We selected proposals in intrusion detection, telecommunications,
wireless security, electric power infrastructure, and compiler security.
Funded
research addresses a variety of topics to include tools and methods for
analyzing security and detecting attacks due to vulnerabilities introduced by
merging of data networks (i.e., the Internet) and voice networks (i.e. the
public switched telephone network). Other topics addressed are attack detection
for wireless and converged networks, the development of security controls for
protecting the North American power grid, and methods for evaluating intrusion
detection systems.
While
results are still preliminary from the Grants program and some projects will
not be completed due to a discontinuation of program funding in FY 2002, we
will still produce important results especially in the wireless area, converged
data/IP networks and security of the electric power infrastructure.
Cybersecurity
Funding Increases
NIST takes its cybersecurity responsibilities very
seriously and we appreciate your confidence in our abilities as witnessed by
passage of the Cyber Security Research and Development Act and the Federal
Information Security Management Act (FISMA). We also appreciate that in FY 2003
Congress provided $1M in funding for operation of our Computer Security Expert
Assist Team capability, and approximately $2M for wireless security and
networks via our Program to Accelerate Critical Information Technologies
initiative.
The
President’s FY 2004 budget request includes increased funding for two existing
NIST program areas related to cybersecurity research:
Biometrics
Standards
The
FY 2004 request includes $1M specifically for standards for biometric
identification in continuing support of the USA PATRIOT Act to develop a
national biometric identification system, using unique physical characteristics
such as fingerprints, facial features, and eye patterns, to accurately identify
people entering the
Quantum
Information Systems
The
FY 2004 $3M requested for work in quantum information science will also have
significant cybersecurity benefits.
Quantum mechanics, the strange behavior of matter on the atomic scale,
provides an entirely new and uniquely powerful way for computing and
communications, potentially replacing the current binary computing and digital
communications based on ones and zeros, and could have enormous impacts in
homeland security. Quantum computers could perform processing tasks that are
currently impossible. They also could solve problems that conventional
computers could not manage given realistic amounts of time, memory, and
processing power.
This
enormous computational power would be particularly valuable in cryptography,
making codes that would be unbreakable by the best supercomputers of tomorrow,
or breaking codes in seconds that could not be cracked in years by the most
powerful binary computers.

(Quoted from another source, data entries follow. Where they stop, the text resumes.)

PR #4893, opened 2026-04-24
fix(jsx): normalize SVG attributes on the <svg> root element

kfly8:
### Summary

`<svg strokeWidth="1.5">` was output as-is by SSR, but the DOM renderer
converted it to `stroke-width`. This broke icon libraries that set stroke/fill
attributes on the `<svg>` root, and it caused SSR and DOM to produce different
HTML for the same JSX (hydration mismatch).

After this PR, both SSR and DOM output `<svg stroke-width="1.5" ...>`.

### Reproduction

```tsx
app.get('/', (c) => {

  const icon = (
    <svg stroke="currentColor" strokeWidth="1.5" viewBox="0 0 32 32">
      <path d="M1 1L8 8" />
    </svg>
  )

  return c.render(<span>{icon}</span>)
})
```

###  Investigation

- Icon libraries put presentation attributes on the <svg> root so child paths can inherit them.
  -  Example from Heroicons:
https://github.com/tailwindlabs/heroicons/blob/master/optimized/24/outline/pencil-square.svg
- React also converts strokeWidth → stroke-width on the root
  -  checked with react-dom/server@18.3.1 renderToStaticMarkup
- HTML spec: when the parser sees a <svg> start tag, it inserts "a foreign element for the token, with SVG namespace". The <svg> element
itself is in the SVG namespace, not only its children:
https://html.spec.whatwg.org/multipage/parsing.html#parsing-main-inbody:adjust-svg-attributes

###  Root cause

The factory put only the children of <svg> inside the namespace provider:  `svg > Provider > children`

When SSR rendered the <svg>'s own attributes, useContext(nameSpaceContext) returned the default "" instead of "svg", so toSVGAttributeName was skipped:

https://github.com/honojs/hono/blob/f774f8df49e7ec7e205f15c5076a37132c515ebf/src/jsx/base.ts#L179-L182

###  Fix

Put the <svg> element itself inside the provider too: `Provider > svg > children`

---

- [x] Add tests
- [x] Run tests

### DIFF
--- a/src/jsx/base.test.tsx
+++ b/src/jsx/base.test.tsx
@@ -34,3 +34,13 @@ describe('cloneElement', () => {
     expect(element.toString()).toBe('<hr/>')
   })
 })
+
+describe('createElement', () => {
+  it('should preserve the SVG element shape', () => {
+    const ref = { current: null }
+    const element = jsx('svg', { ref }) as unknown as JSXNode
+    expect(element.tag).toBe('svg')
+    expect(element.type).toBe('svg')
+    expect(element.ref).toBe(ref)
+  })
+})
--- a/src/jsx/base.ts
+++ b/src/jsx/base.ts
@@ -335,7 +335,20 @@ export const jsxFn = (
       props,
       children
     )
-  } else if (tag === 'svg' || tag === 'head') {
+  } else if (tag === 'svg') {
+    nameSpaceContext ||= createContext('')
+    return new JSXFunctionNode(
+      nameSpaceContext,
+      {
+        value: tag,
+        // The `<svg>` element itself belongs to the SVG namespace it
+        // establishes, so its own attributes must render inside the provider.
+        // Otherwise SSR skips kebab-case normalization on e.g. `<svg strokeWidth>`.
+        children: new JSXNode(tag, props, children),
+      },
+      []
+    )
+  } else if (tag === 'head') {
     nameSpaceContext ||= createContext('')
     return new JSXNode(tag, props, [
       new JSXFunctionNode(
--- a/src/jsx/base.ts
+++ b/src/jsx/base.ts
@@ -177,7 +177,7 @@ export class JSXNode implements HtmlEscaped {
     buffer[0] += `<${tag}`
 
     const normalizeKey: (key: string) => string =
-      nameSpaceContext && useContext(nameSpaceContext) === 'svg'
+      tag === 'svg' || (nameSpaceContext && useContext(nameSpaceContext) === 'svg')
         ? (key) => toSVGAttributeName(normalizeIntrinsicElementKey(key))
         : (key) => normalizeIntrinsicElementKey(key)
     for (let [key, v] of Object.entries(props)) {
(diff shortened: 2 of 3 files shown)


usualoma:
Hi @kfly8 
Thank you for creating the pull request! I understand the situation.
Please give me a little time while I figure out how to fix this.

kfly8:
Thank you!
Please let me know if there is anything I should do to help you with your review.

usualoma:
Hi @kfly8 

I apologize for the delayed response; I had some errands to run over the long weekend.
I understand the issue.

133c914c31f2239ce468d242192e28cc0636314a is a valid approach, but with the current implementation, `jsx(‘svg’, ...)` returns a `JSXFunctionNode` for `nameSpaceContext` instead of a `JSXNode` whose tag is `svg`.

This can break compatibility with the existing JSX node structure. For example, `element.tag` and `element.type` are no longer `‘svg’`, and `element.ref` can no longer be read from the `<svg>` props. It may also affect cases like `cloneElement(<svg ...>, props)`, where the additional props would be applied to the Provider node instead of the actual `<svg>` element.

So I’d prefer to keep the `<svg>` node structure unchanged, and instead treat the `<svg>` root element as SVG during attribute normalization at render time.

Could you consider implementing a change like this?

Quantum information also can be used for remarkably
secure communications. In this
particular area, we are partnering closely with DARPA.
With
the requested funding, NIST will work to develop the measurements and standards
infrastructure (hardware and software) critical to the development of a quantum
communications system. This includes methods to test and verify the actual
performance characteristics of these systems, to determine their security
properties, and to enable integration of such systems into the existing
communications infrastructure
In
conclusion, NIST takes its role in cybersecurity seriously and will work with
the Committee to ensure that we are able to carry out our mandate to work with
industry, academia, and standards development organizations to assure the
secure flow of vital and sensitive information throughout our society. These examples of our work and
accomplishments demonstrate NIST’s commitment to cybersecurity, across the
government and the Nation. They also demonstrate the base upon which NIST
hopes to build our efforts. It is an absolutely critical national need,
and it is fundamental to providing the technical testing, standards and
guidelines needed to protect our information infrastructure.
I
am grateful to Chairman Boehlert for holding this hearing, and for his support
of NIST’s programs.
This
concludes my prepared remarks.
I
will be pleased to answer your questions.